WHAT THE TASK ASKS:
Look through the entries below. Report each line that has the word "clicked" in it.

SUPPLIED DATA:
------------------------

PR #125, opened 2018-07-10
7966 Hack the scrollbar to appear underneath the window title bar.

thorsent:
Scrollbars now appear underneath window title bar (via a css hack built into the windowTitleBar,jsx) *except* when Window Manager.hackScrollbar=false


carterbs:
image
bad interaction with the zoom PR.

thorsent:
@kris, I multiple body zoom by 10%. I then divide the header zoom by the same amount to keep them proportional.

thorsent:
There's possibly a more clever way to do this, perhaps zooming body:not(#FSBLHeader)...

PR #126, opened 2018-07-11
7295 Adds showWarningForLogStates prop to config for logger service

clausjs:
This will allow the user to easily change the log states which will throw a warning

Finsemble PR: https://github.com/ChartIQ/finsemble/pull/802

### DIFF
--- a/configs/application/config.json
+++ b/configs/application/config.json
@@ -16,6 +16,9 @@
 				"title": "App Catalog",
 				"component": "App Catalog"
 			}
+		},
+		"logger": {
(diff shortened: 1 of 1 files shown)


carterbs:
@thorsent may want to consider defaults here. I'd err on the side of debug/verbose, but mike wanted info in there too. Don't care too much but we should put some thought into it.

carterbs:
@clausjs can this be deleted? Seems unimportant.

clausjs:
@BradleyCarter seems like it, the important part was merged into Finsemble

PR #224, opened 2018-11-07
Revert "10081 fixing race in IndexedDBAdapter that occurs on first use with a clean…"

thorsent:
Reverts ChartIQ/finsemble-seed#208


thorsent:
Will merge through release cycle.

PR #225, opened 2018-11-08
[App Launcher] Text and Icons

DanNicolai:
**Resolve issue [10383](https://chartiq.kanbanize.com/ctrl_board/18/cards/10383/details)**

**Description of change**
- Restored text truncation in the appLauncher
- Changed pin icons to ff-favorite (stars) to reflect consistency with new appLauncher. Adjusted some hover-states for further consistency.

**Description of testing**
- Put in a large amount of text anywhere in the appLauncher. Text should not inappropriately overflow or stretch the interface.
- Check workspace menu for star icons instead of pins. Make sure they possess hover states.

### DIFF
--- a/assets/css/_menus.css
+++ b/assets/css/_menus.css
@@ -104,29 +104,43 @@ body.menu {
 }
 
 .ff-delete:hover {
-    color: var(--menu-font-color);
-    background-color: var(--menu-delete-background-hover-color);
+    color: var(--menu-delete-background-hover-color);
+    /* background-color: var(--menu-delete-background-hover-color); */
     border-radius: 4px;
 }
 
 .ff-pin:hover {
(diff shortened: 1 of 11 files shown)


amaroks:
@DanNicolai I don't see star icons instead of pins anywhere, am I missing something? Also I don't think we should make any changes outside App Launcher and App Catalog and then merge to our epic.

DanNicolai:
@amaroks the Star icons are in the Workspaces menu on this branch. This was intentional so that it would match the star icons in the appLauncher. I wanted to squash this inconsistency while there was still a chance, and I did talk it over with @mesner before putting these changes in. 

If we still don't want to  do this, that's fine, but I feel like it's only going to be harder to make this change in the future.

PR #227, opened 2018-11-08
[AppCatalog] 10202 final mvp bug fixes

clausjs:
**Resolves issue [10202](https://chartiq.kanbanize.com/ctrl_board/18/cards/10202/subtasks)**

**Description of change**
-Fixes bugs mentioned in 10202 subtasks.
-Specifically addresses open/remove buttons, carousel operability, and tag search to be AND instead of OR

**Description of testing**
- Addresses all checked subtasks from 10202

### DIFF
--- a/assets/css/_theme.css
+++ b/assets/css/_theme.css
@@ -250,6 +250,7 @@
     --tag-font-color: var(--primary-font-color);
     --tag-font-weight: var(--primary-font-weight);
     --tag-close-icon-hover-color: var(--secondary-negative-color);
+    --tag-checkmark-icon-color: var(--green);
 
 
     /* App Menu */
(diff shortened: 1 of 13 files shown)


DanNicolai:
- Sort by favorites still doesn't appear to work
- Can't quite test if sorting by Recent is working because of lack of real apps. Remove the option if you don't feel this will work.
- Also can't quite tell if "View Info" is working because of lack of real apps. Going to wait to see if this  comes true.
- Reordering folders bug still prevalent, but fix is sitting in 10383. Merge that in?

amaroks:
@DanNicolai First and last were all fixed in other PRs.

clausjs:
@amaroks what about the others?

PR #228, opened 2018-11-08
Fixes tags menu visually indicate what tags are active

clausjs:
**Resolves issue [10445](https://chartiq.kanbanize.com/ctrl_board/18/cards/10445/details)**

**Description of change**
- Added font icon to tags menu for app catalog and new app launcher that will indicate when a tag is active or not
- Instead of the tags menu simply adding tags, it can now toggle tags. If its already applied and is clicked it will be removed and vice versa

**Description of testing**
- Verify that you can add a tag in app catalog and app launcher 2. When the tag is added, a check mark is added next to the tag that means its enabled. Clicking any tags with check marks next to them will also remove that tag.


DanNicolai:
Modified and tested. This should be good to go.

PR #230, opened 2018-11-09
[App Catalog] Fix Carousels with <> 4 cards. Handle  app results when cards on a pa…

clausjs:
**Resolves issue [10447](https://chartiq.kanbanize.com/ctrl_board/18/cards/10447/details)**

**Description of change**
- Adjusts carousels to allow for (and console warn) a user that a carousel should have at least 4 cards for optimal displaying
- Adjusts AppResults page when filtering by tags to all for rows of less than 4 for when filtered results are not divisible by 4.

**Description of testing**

------------------------

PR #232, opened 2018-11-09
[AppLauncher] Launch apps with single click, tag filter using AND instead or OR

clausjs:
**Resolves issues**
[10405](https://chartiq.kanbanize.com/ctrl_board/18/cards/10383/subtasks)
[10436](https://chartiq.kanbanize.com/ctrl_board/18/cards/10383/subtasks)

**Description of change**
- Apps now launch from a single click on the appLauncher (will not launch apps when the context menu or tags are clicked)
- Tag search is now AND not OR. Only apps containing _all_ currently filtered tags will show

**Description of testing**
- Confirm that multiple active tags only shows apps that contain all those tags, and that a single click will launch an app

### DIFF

------------------------

SOLUTION TO THIS PROBLEM:
- Instead of the tags menu simply adding tags, it can now toggle tags. If its already applied and is clicked it will be removed and vice versa
- Apps now launch from a single click on the appLauncher (will not launch apps when the context menu or tags are clicked)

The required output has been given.